PR #508, opened 2025-04-07
chore: use reusable on code change

Janin-Michel-Mathias:
### Description
...

#### Source code

#### Tests
- [ ] I've provided Unit and/or Integration Tests

> [!TIP]


Fgerthoffert (approved):

Fgerthoffert (changes requested):
It's not a bad idea to use the reusable workflow here, just make sure that it does actually work, I'm not sure many projects are using it.

Issue #522, opened 2025-06-17
Retrieve mixin properties declared as "extends" Using GraphQL API


smonier:
### Environment and versions used

Jahia 8.X
graphql-dxm-provider 3.4.0

### Steps to reproduce

The context is : I'm working on a import utility that allows to map a json or csv file with an existing nodeType, I have access to the properties, but cannot list the mixin properties declared by extend.

I have a CND using mixin extends like:

```
[portalinsightmix:editorialBlock] mixin
   extends = portalinsightnt:portalInsight
   - editorialBlockTitle (string) internationalized
   - editorialBlockTeaser (string) internationalized
   - editorialBlockJsonData (string) indexed=no

  [portalinsightmix:importantDates] mixin
   extends = portalinsightnt:portalInsight
   - importantDatesTitle (string) internationalized
   - importantDatesTeaser (string) internationalized
   - importantDatesJsonData (string) indexed=no

[portalinsightnt:portalInsight] > jnt:content, portalinsightmix:components, mix:title
 - heroTeaser (string) mandatory internationalized
 - personalizedAdsTop (weakreference, choicelist[nodes='$currentSite/contents/portal//*;wemmix:personalizedList'])
 - personalizedAdsMiddle (weakreference, choicelist[nodes='$currentSite/contents/portal//*;wemmix:personalizedList'])
 - personalizedAdsBottom (weakreference, choicelist[nodes='$currentSite/contents/portal//*;wemmix:personalizedList'])
 - personalizedAdsRight (weakreference, choicelist[nodes='$currentSite/contents/portal//*;wemmix:personalizedList'])


```
I need to be able to list the mixin properties where querying GraphQL using nodeTypes : 

```
query GetContentPropertiesQuery($type: String!, $language: String!) {
        jcr {
            nodeTypes(filter: {includeTypes: [$type]}) {
                nodes {
                    name
                    properties(fieldFilter: {filters: [{fieldName: "hidden", value: "false"}]}) {
                        name
                        hidden
                        displayName(language: $language)
                        internationalized
                        mandatory
                        requiredType
                        constraints
                        multiple
                    }
                }
            }
        }
    }

```

### Current Behavior

Cannot retrieve mixin properties declared as extends

### Desired Behavior

I would like to be able to the mixin properties declared as extends using graphQL

### Label

#customer #S2E

smonier:
It's is a demand from Customer S2E

gflores-jahia:
[...]

PR #527, opened 2025-07-02
feat: Expose mixin extends has JCRNodeType

baptistegrimaud:
Closes https://github.com/Jahia/graphql-core/issues/522.
Follows https://github.com/Jahia/graphql-core/pull/526 based on [@jkevan's feedback](https://github.com/Jahia/graphql-core/issues/522#issuecomment-3027959243).
### Description
Expose the mixin extends of a given node type as node types, instead of only exposing their names.
A new field `mixinExtends` is created that can be used for instance like this:
```graphql
query {
  jcr {
    nodeTypes(filter: {includeTypes: ["jmix:categorized"]}) {
      nodes {
        mixinExtends {
          name
          properties {
            name
          }
      }
    }
  }
}
```

> [!TIP]


graphql-dxm-provider/src/main/java/org/jahia/modules/graphql/provider/dxm/nodetype/GqlJcrNodeType.java
```diff
@@ -184,10 +185,18 @@ public List<GqlJcrNodeType> getSupertypes(@GraphQLName("fieldFilter") @GraphQLDe
     }
 
     @GraphQLField
-    @GraphQLName("mixinExtendsNames")
-    @GraphQLDescription("Returns the names of the mixin extends of this node type.")
-    public List<String> mixinExtendsNames() {
-        return nodeType.getMixinExtendNames();
+    @GraphQLName("mixinExtends")
+    @GraphQLDescription("Returns the mixin node types extended by this node type, filtered by the specified parameters.")
```
jkevan, line 189: Not sure that the wording is appropriate. It's actually returning the mixin node types extending this node type ?

jkevan (approved):

graphql-dxm-provider/src/main/java/org/jahia/modules/graphql/provider/dxm/nodetype/GqlJcrNodeType.java
baptistegrimaud: hmm, maybe I'm not understanding this _extends_ concept then...
With [this definition](https://github.com/Jahia/jahia/blob/6504c3ad858a47bab8d5fe3be9c043287bd11f30/test/core-test-framework/src/main/resources/WEB-INF/etc/repository/nodetypes/98-default-definitions.cnd#L257):
```
[jmix:internalLink] > jmix:templateMixin mixin
 extends = jnt:content
```
It means that `jmix:internalLink` extends `jnt:content`, right? In other words, that `jnt:content` is extended by the node type `jmix:internalLink`, no? 🤔

PR #532, opened 2025-07-25
refactor: use GraphQL default value for the workspace parameter

baptistegrimaud:
### Description
Use a `@GraphQLDefaultValue` to set a default value for both JCR queries (`NodeQueryExtensions`) and JCR mutations (`NodeMutationExtensions`).
Also, set the `workspace` parameter to the `Workspace` type in `NodeMutationExtensions` for consistency with `NodeQueryExtensions`.

> [!TIP]

### DIFF
--- a/graphql-dxm-provider/src/main/java/org/jahia/modules/graphql/provider/dxm/node/NodeQueryExtensions.java
+++ b/graphql-dxm-provider/src/main/java/org/jahia/modules/graphql/provider/dxm/node/NodeQueryExtensions.java
@@ -32,7 +32,7 @@ public class NodeQueryExtensions {
      * JCR workspace to use for the operations.
      */
     @GraphQLDescription("JCR workspace to use for the operations")
-    public enum Workspace implements Supplier<Object> {
+    public enum Workspace {
 
         /**
          * Edit workspace
@@ -72,9 +72,12 @@ public class NodeQueryExtensions {
             return null;
         }
 
-        @Override
-        public Object get() {
-            return EDIT;
+        public static class DefaultWorkspaceSupplier implements Supplier<Object> {
+
+            @Override
+            public Workspace get() {
+                return EDIT;
+            }
         }
     }
 
@@ -90,7 +93,7 @@ public class NodeQueryExtensions {
     @GraphQLNonNull
     @GraphQLDescription("JCR Queries")
     public static GqlJcrQuery getJcr(@GraphQLName("workspace") @GraphQLDescription("The name of the workspace to fetch the node from; "
-            + "either EDIT, LIVE, or null to use EDIT by default") @GraphQLDefaultValue(value = Workspace.class) Workspace workspace) {
+            + "either EDIT, LIVE, or null to use EDIT by default") @GraphQLDefaultValue(value = Workspace.DefaultWorkspaceSupplier.class) Workspace workspace) {
         return new GqlJcrQuery(workspace);
     }
 }
--- a/graphql-dxm-provider/src/main/java/org/jahia/modules/graphql/provider/dxm/node/NodeMutationExtensions.java
+++ b/graphql-dxm-provider/src/main/java/org/jahia/modules/graphql/provider/dxm/node/NodeMutationExtensions.java
@@ -37,7 +37,7 @@ public class NodeMutationExtensions {
     @GraphQLField
     @GraphQLName("jcr")
     @GraphQLDescription("JCR Mutation")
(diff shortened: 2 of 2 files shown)


graphql-dxm-provider/src/main/java/org/jahia/modules/graphql/provider/dxm/node/NodeQueryExtensions.java
```diff
@@ -56,21 +58,29 @@ private Workspace(String workspace) {
...
             return workspace;
         }
+
+        public static class DefaultWorkspaceSupplier implements Supplier<Object> {
+
+            @Override
+            public Workspace get() {
+                return EDIT;
+            }
+        }
```
GauBen, line 68: damn java you verbose language, 7 lines just to get a default value

GauBen (approved):

graphql-dxm-provider/src/main/java/org/jahia/modules/graphql/provider/dxm/node/NodeQueryExtensions.java
baptistegrimaud: it's actually to provide a class (needed by GraphQL) of a _Supplier_, not just a default value ;)

graphql-dxm-provider/src/main/java/org/jahia/modules/graphql/provider/dxm/node/GqlJcrMutation.java
```diff
@@ -43,15 +43,39 @@
...
+    private final NodeQueryExtensions.Workspace workspace;
     private boolean save = true;
 
     /**
      * Initializes an instance of this class with the specified JCR workspace name.
      *
      * @param workspace the name of the JCR workspace
+     * @deprecated use {@link #GqlJcrMutation(NodeQueryExtensions.Workspace, boolean)} instead
      */
     public GqlJcrMutation(String workspace, boolean save) {
```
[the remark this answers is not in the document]
jkevan: Can you please complete the deprecate with an annotation: `@Deprecated(since = "X.X.X", forRemoval = true)`

graphql-dxm-provider/src/main/java/org/jahia/modules/graphql/provider/dxm/node/GqlJcrMutation.java
```diff
@@ -43,15 +43,39 @@
...
+            return null;
+        }
+        if (NodeQueryExtensions.Workspace.EDIT.toString().equalsIgnoreCase(workspace)) {
+            return NodeQueryExtensions.Workspace.EDIT;
+        }
+        if (NodeQueryExtensions.Workspace.LIVE.toString().equalsIgnoreCase(workspace)) {
+            return NodeQueryExtensions.Workspace.LIVE;
+        }
+        return null;
+    }
```
jkevan, line 71: (Even if used by the deprecated code only)t
his code logically deserve to be a static method inside the `NodeQueryExtensions.Workspace` class itself.
aka: `NodeQueryExtensions.Workspace.fromName(String)`

graphql-dxm-provider/src/main/java/org/jahia/modules/graphql/provider/dxm/node/NodeQueryExtensions.java
jkevan, line 68: I wonder if we could directly implement Supplier<Object> at the Workspace class itself, would it be cleaner ? or would it be strange ?

```
@GraphQLDescription("JCR workspace to use for the operations")
    public enum Workspace implements Supplier<Object> {
        
        //..

        @Override
        public Object get() {
            return EDIT;
        }
    }
```

I let you decide :D

jkevan (changes requested):

graphql-dxm-provider/src/main/java/org/jahia/modules/graphql/provider/dxm/node/GqlJcrMutation.java
baptistegrimaud: I actually kept it here to ensure it would get removed when removing the deprecated constructor... 😅 
But it might actually be useful in the future so makes sense to be in `NodeQueryExtensions.Workspace`!

jkevan (approved):

jkevan (approved):

baptistegrimaud:
The testing will be done as part of https://github.com/Jahia/graphql-core/pull/533

PR #533, opened 2025-07-25
feat: Track JCR operations

baptistegrimaud:
Follows https://github.com/Jahia/graphql-core/pull/532.
### Description
Add a custom HTTP header (`X-Jahia-Live-Operation`) to the GraphQL HTTP response, when JCR operations (queries/mutations) are performed on the live workspace.
The value of the header can be either:
- `query` for GraphQL queries like:
```gql
query {
    jcr {
        // rest of the query
    }
}
```
- or `mutation` for GraphQL mutations like:
```gql
query {
    mutation {
        // rest of the mutation
    }
}
```

#### Example

The following curl command:
```
curl 'http://localhost:8080/modules/graphql' \
  -u 'root:root1234' \
  -H 'content-type: application/json' \
  -H 'Referer: http://localhost:8080/' \
  --data-raw '{"variables":{},"query":"query { jcr(workspace: LIVE) { workspace } }"}' -i
```

would give something like:
```
HTTP/1.1 200 
Cache-Control: private, no-cache, no-store, must-revalidate, proxy-revalidate, max-age=0
X-Jahia-Live-Operation: query
Content-Type: application/json;charset=UTF-8
Content-Length: 37
Date: Mon, 28 Jul 2025 15:20:14 GMT

{"data":{"jcr":{"workspace":"LIVE"}}}
```

> [!TIP]


graphql-dxm-provider/src/main/java/org/jahia/modules/graphql/provider/dxm/instrumentation/JcrLiveOperationsTrackerInstrumentation.java
```diff
@@ -0,0 +1,108 @@
...
+        HttpServletResponse response = ContextUtil.getHttpServletResponse(parameters.getGraphQLContext());
+        if (response != null && !response.isCommitted()) {
+            // Set the header only if the live workspace is used
+            if (jcrTrackerInstrumentationState.hasLiveQuery) {
+                log.debug("The GraphQL request contains a query on the live JCR workspace, setting the http header {} :{}", LIVE_OPERATION_HEADER, QUERY_OPERATION);
+                response.setHeader(LIVE_OPERATION_HEADER, QUERY_OPERATION);
+            } else if (jcrTrackerInstrumentationState.hasLiveMutation) {
+                log.debug("The GraphQL request contains a mutation on the live JCR workspace, setting the http header {} :{}", LIVE_OPERATION_HEADER, MUTATION_OPERATION);
+                response.setHeader(LIVE_OPERATION_HEADER, MUTATION_OPERATION);
+            }
```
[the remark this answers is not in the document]
baptistegrimaud: Well, I actually introduced those 2 boolean flags following [your comment](https://github.com/Jahia/jahia-private/issues/3697#issuecomment-3126194928), talking about batch queries, where it could have been possible to have both query and mutation at the same time 😄 
But it turned out it does not seem to be possible, and I forgot to simply the code afterwards...
My initial implementation actually stored the operation as you suggested: [`0cae9c9` (#533)](https://github.com/Jahia/graphql-core/pull/533/commits/0cae9c98d4e9716593508978b5d45cb8c1ecbc1e#diff-0bcaff222202da11ff0f9da325382df89600bc144db3de31a7e617b78ba28ec4R111)

But makes complete sense to refactor that as you're recommending, will do that!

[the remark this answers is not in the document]
GauBen: Great minds think alike!

graphql-dxm-provider/src/main/java/org/jahia/modules/graphql/provider/dxm/instrumentation/JcrLiveOperationsTrackerInstrumentation.java
```diff
@@ -0,0 +1,103 @@
...
+                default:
+            }
+        }
+        return Instrumentation.super.beginField(parameters, state);
+    }
+
+    @Override
+    public CompletableFuture<ExecutionResult> instrumentExecutionResult(ExecutionResult executionResult, InstrumentationExecutionParameters parameters, InstrumentationState state) {
+        TrackerInstrumentationState jcrTrackerInstrumentationState = (TrackerInstrumentationState) state;
+        HttpServletResponse response = ContextUtil.getHttpServletResponse(parameters.getGraphQLContext());
```
jkevan, line 80: According to a comment found in: https://github.com/Jahia/graphql-core/blob/master/graphql-dxm-provider/src/main/java/org/jahia/modules/graphql/provider/dxm/instrumentation/JCRInstrumentation.java#L60-L63

It seem's it would be safe to check for httpServletResponse to be not null

jkevan (changes requested):
Thank you for the implementation.

After reviewing the changes, I believe the current use of instrumentation may be excessive for this particular feature. While instrumentation is a powerful tool, in this case, the scope of the workspace value to be captured is limited and clearly identified. Our primary goal is to capture the workspace value from the `jcr` fields in both queries and mutations. Since this data is tightly coupled with the implementation, it would be more straightforward to handle this logic directly within the field implementations themselves:

- [`NodeMutationExtensions.java`](https://github.com/Jahia/graphql-core/blob/master/graphql-dxm-provider/src/main/java/org/jahia/modules/graphql/provider/dxm/node/NodeMutationExtensions.java)
- [`NodeQueryExtensions.java`](https://github.com/Jahia/graphql-core/blob/master/graphql-dxm-provider/src/main/java/org/jahia/modules/graphql/provider/dxm/node/NodeQueryExtensions.java#L74)

There are a few reasons for preferring this approach:
- **Efficiency:** Directly accessing the required field/parameter in the implementation avoids unnecessary parsing and complexity introduced by instrumentation.
- **Readability & Maintainability:** Developers are more likely to look for this logic within the field implementations rather than in a separate instrumentation class. This makes the code easier to find, understand, and maintain.
- **Appropriate Use of Instrumentation:** Instrumentation is best used for:
  - Global logic that applies to all fields
  - Scenarios where you cannot modify the field implementation (e.g., when the code is outside your project)

Given the current requirements, I recommend extracting the workspace-handling logic into a generic utility that can be shared between the two `jcr` field implementations (query and mutation).

**Additional Consideration:**
It's also possible to retrieve a node's live counterpart directly, for example:

```graphql
query {
  jcr {
    nodeByPath(path: "/sites/mySite") {
      workspace
      nodeInWorkspace(workspace: LIVE) {
        workspace
      }
    }
  }
}
```

Should this use case also be tracked? With this approach, it's possible to switch workspaces at the node level within a single query.

baptistegrimaud:
> ```graphql
> nodeInWorkspace
> ```

Thanks for the review!

I went with this approach to make it more global & maintainable and to decouple the business logic (the actual GraphQL endpoint) from this tracking information.
That being said, the use case for now is indeed very basic and can be addressed without instrumentation by updating all endpoints using a workspace.
I'll update this PR accordingly, thanks!

graphql-dxm-provider/src/main/java/org/jahia/modules/graphql/provider/dxm/node/GqlJcrNode.java
```diff
@@ -254,7 +254,7 @@ DXPaginatedData<GqlJcrProperty> getReferences(@GraphQLName("fieldFilter") @Graph
     @GraphQLField
     @GraphQLName("nodeInWorkspace")
     @GraphQLDescription("GraphQL representation of this node in certain workspace")
-    GqlJcrNode getNodeInWorkspace(@GraphQLName("workspace") @GraphQLDescription("The target workspace") @GraphQLNonNull NodeQueryExtensions.Workspace workspace);
+    GqlJcrNode getNodeInWorkspace(@GraphQLName("workspace") @GraphQLDescription("The target workspace") @GraphQLNonNull NodeQueryExtensions.Workspace workspace, DataFetchingEnvironment environment);
```
baptistegrimaud, line 257: should that signature change considered a breaking change? 🤔

graphql-dxm-provider/src/main/java/org/jahia/modules/graphql/provider/dxm/instrumentation/JcrLiveOperationsTrackerInstrumentation.java
baptistegrimaud: you're right, good catch!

__________________________________________________

Action item →
For each line above that includes "wemmix", copy the line.

Task solution →
 - personalizedAdsTop (weakreference, choicelist[nodes='$currentSite/contents/portal//*;wemmix:personalizedList'])
 - personalizedAdsMiddle (weakreference, choicelist[nodes='$currentSite/contents/portal//*;wemmix:personalizedList'])
 - personalizedAdsBottom (weakreference, choicelist[nodes='$currentSite/contents/portal//*;wemmix:personalizedList'])
 - personalizedAdsRight (weakreference, choicelist[nodes='$currentSite/contents/portal//*;wemmix:personalizedList'])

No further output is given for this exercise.